Entering edit mode
9.1 years ago
devenvyas
▴
760
I am using a large VCF file (ftp://biodisk.org/Store/Genome/African/Mota_man/Bam_and_VCF/GB20_sort_merge_dedup_l30_IR_q30_mapDamage_Entire.vcf.gz), which I need to filter before converting it to Plink.
I was able to use a custom script to filter it down to the sites I have comparative data for, and I wrote a quick python script to filter out trialleic sites and Qual < 50.
#! /usr/bin/env python
OutFile = open('Mota_2.vcf', 'w')
BadFile = open('Mota_bad.vcf', 'w')
InFile = open('GB20_sort_merge_dedup_l30_IR_q30_mapDamage_Entire_filtered.vcf', 'r')

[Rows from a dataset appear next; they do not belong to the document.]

PR #5948, opened 2025-06-24
remove async storage from couchbase

wconti27:
### Plugin Checklist

- [ ] Unit tests.
- [ ] Integration tests.
- [ ] Benchmarks.
- [ ] TypeScript [tests][2].
- [ ] API [documentation][3].
- [ ] CI [jobs/workflows][4].

### DIFF
--- a/packages/datadog-instrumentations/src/couchbase.js
+++ b/packages/datadog-instrumentations/src/couchbase.js
@@ -191,7 +191,9 @@ function wrapV3Query (query) {
 
 // semver >=2 <3
 addHook({ name: 'couchbase', file: 'lib/bucket.js', versions: ['^2.6.12'] }, Bucket => {
-  shimmer.wrap(Bucket.prototype, '_maybeInvoke', maybeInvoke => wrapMaybeInvoke(maybeInvoke, 'apm:couchbase:bucket:maybeInvoke'))
+  shimmer.wrap(Bucket.prototype, '_maybeInvoke', maybeInvoke => {
+    return wrapMaybeInvoke(maybeInvoke, 'apm:couchbase:bucket:maybeInvoke')
+  })
 
   const startCh = channel('apm:couchbase:query:start')
   const finishCh = channel('apm:couchbase:query:finish')
@@ -241,7 +243,9 @@ addHook({ name: 'couchbase', file: 'lib/bucket.js', versions: ['^2.6.12'] }, Buc
 })
 
 addHook({ name: 'couchbase', file: 'lib/cluster.js', versions: ['^2.6.12'] }, Cluster => {
-  shimmer.wrap(Cluster.prototype, '_maybeInvoke', maybeInvoke => wrapMaybeInvoke(maybeInvoke, 'apm:couchbase:cluster:maybeInvoke'))
+  shimmer.wrap(Cluster.prototype, '_maybeInvoke', maybeInvoke => {
+    return wrapMaybeInvoke(maybeInvoke, 'apm:couchbase:cluster:maybeInvoke')
+  })
 
   shimmer.wrap(Cluster.prototype, 'query', query => wrapQuery(query))
   shimmer.wrap(Cluster.prototype, 'openBucket', openBucket => {


packages/datadog-plugin-couchbase/src/index.js
```diff
@@ -63,10 +72,11 @@ class CouchBasePlugin extends StoragePlugin {
...
   _addCommandSubs (name) {
-    this.addSubs(name, ({ bucket, collection, seedNodes }) => {
-      const store = storage('legacy').getStore()
-      const span = this.startSpan(name, {}, store, { bucket, collection, seedNodes })
-      this.enter(span, store)
+    this.addBinds(name, (ctx) => {
+      const { bucket, collection, seedNodes } = ctx
+
+      const span = this.startSpan(name, {}, { bucket, collection, seedNodes }, ctx)
+      this.enter(span, ctx.currentStore)
```
rochdev: What ensures that this is bound to a specific scope without AsyncResource? Also, why use `addBind` if the context is not returned?

packages/datadog-plugin-couchbase/src/index.js
```diff
@@ -7,13 +7,18 @@ class CouchBasePlugin extends StoragePlugin {
...
 
-  addSubs (func, start) {
-    this.addSub(`apm:couchbase:${func}:start`, start)
-    this.addSub(`apm:couchbase:${func}:error`, error => this.addError(error))
-    this.addSub(`apm:couchbase:${func}:finish`, message => this.finish(message))
+  addBinds (func, start) {
+    this.addBind(`apm:couchbase:${func}:start`, start)
+    this.addSub(`apm:couchbase:${func}:error`, ({ error }) => this.addError(error))
+    this.addSub(`apm:couchbase:${func}:finish`, ctx => this.finish(ctx))
+    this.addBind('apm:couchbase:query:callback:start', ctx => {
```
rochdev: This will re-add the same handler multiple times that will apply to every publisher.

packages/datadog-instrumentations/src/couchbase.js
```diff
@@ -176,24 +212,31 @@ addHook({ name: 'couchbase', file: 'lib/bucket.js', versions: ['^2.6.12'] }, Buc
...
-        finishCh.publish()
-      }))
-
-      emitter.once(errorMonitor, asyncResource.bind((error) => {
-        errorCh.publish(error)
-        finishCh.publish()
-      }))
+    const ctx = { resource: n1qlQuery, bucket: { name: this.name || this._name }, seedNodes: this._dd_hosts }
+    return startCh.runStores(ctx, () => {
+      callbackStartCh.runStores(ctx, () => {
```
rochdev: This seems either redundant or in the wrong place? Not sure why 2 nested `runStores` would be needed with the same context.

packages/datadog-instrumentations/src/couchbase.js
```diff
@@ -104,36 +133,42 @@ function wrapCBandPromise (fn, name, startData, thisArg, args) {
...
+          return wrapCallbackFinish(cb, thisArg, args, errorCh, finishCh, ctx)
+        })
       }
       const res = fn.apply(thisArg, args)
 
       // semver >=3 will always return promise by default
-      res.then(
-        asyncResource.bind((result) => finishCh.publish({ result })),
-        asyncResource.bind((err) => errorCh.publish(err)))
+      callbackStartCh.runStores(ctx, () => {
```
rochdev: Promises already bind properly out of the box, so probably none of the `runStores` calls are needed in this block.

packages/datadog-instrumentations/src/couchbase.js
```diff
@@ -3,11 +3,14 @@
...
 const {
   channel,
-  addHook,
-  AsyncResource
+  addHook
 } = require('./helpers/instrument')
 const shimmer = require('../../datadog-shimmer')
 
+// these channels are for maintaining store context for their respective methods
+const callbackStartCh = channel('apm:couchbase:query:callback:start')
```
rochdev: Why not use a TracingChannel for each channel in the file at that point instead?

packages/datadog-plugin-couchbase/src/index.js
wconti27: Fixed.

packages/datadog-instrumentations/src/couchbase.js
wconti27: Good catch, its not needed.

packages/datadog-instrumentations/src/couchbase.js
wconti27: Makes sense, I removed the usage of runstores in promises.

packages/datadog-instrumentations/src/couchbase.js
wconti27: I just tried to switch over tracing channels and was struggling, we can always do that in a followup PR.

packages/datadog-plugin-couchbase/src/index.js
wconti27: I removed the `this.enter` and returned the `currentStore`. I believe this should fix that binding issue.

packages/datadog-instrumentations/src/couchbase.js
rochdev: This will need to be split in multiple channels anyway to address every subscriber receiving the message from all the publishers anyway, so at that point it might actually be simpler to do that at the same time.

wconti27: Fixed, though I did not make the tracingChannel change. I must be missing something, but I couldn't get stuff working properly (mainly subscriptions).

rochdev (approved):

PR #6841, opened 2025-11-04
test: reduce esbuild flakiness

BridgeAR:


integration-tests/esbuild/index.spec.js
```diff
@@ -4,55 +4,61 @@
...
       process.chdir(originalDir)
+      execSync('npm remove esbuild', {
+        timeout
+      })
     })
 
-    it('works', () => {
-      console.log('npm run build')
+    it('works', function () {
+      this.timeout(timeout)
```
juan-fernandez: do we need `this.timeout()` calls in every test? I think the `before` one should be enough

PR #6860, opened 2025-11-06
chore(deps): bump @datadog/native-iast-taint-tracking to v4.1.0

CarlesDD:
### What does this PR do?
Bumps `@datadog/native-iast-taint-tracking` to v4.1.0

This new version includes:
- Support for Node.js v25
- Binary size reduction
- New transaction key handling

### DIFF
--- a/package.json
+++ b/package.json
@@ -123,7 +123,7 @@
   "dependencies": {
     "@datadog/libdatadog": "0.7.0",
     "@datadog/native-appsec": "10.3.0",
-    "@datadog/native-iast-taint-tracking": "4.0.0",
+    "@datadog/native-iast-taint-tracking": "4.1.0",
     "@datadog/native-metrics": "3.1.1",
     "@datadog/openfeature-node-server": "0.1.0-preview.15",
     "@datadog/pprof": "5.12.0",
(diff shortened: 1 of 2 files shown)


uurien (approved):

BridgeAR:
@CarlesDD do we know what the performance regression is about?

CarlesDD:
The regression observed in the instruction count is due to the introduction of a new system for handling transaction keys in the native taint-tracking module of IAST.

This change is necessary because we identified scenarios where, under certain memory-pressure conditions, the GC may move some of the references we were using as keys. When this happened, the corresponding transaction reference could be lost, potentially filling all the slots in the internal transaction dictionary. In such a situation, IAST will stop detecting vulnerabilities for the affected process.

The benchmarks where the regression appears are configured with oversized scenarios: 100% sampling (while the default is 30%) and a transaction dictionary size of 1000 (while the default is 2). These conditions significantly amplify the regression. Under the default configuration (used by the vast majority of customers in production) the performance impact is close to negligible.

So, while this change introduces a slight overhead in extreme conditions, it improves the robustness of the system and prevents critical failures in vulnerability detection.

#filtering the LowQual sites and Qual < 50
import re
for Line in InFile:
Line=Line.strip('\n')
first = Line[0]
if first == '#':
OutFile.write(Line + '\n')
#BadFile.write(Line + '\n')
else:
ElementListQ = Line.split('\t')
Alt = ElementListQ[4]
Qual = ElementListQ[5]
if len(Alt) != 1:
BadFile.write(Line + '\n')
elif ElementListQ[6] == 'LowQual':
BadFile.write(Line + '\n')
elif float(Qual) >= 50:
OutFile.write(Line + '\n')
else:
BadFile.write(Line + '\n')
InFile.close()
OutFile.close()
BadFile.close()
The authors talk about only using sites with MQ > 30.
The MQ is tied in the INFO field. Here is an example of one of those
DP=16;VDB=0.958132;SGB=-0.683931;RPB=1;MQB=1;MQSB=0.852144;BQB=1;MQ0F=0;AF1=1;AC1=2;DP4=0,1,10,3;MQ=35;FQ=-33.9875;PV4=0.285714,0.460053,0.350463,1
I was wondering what would be a good of filtering for this? Thanks!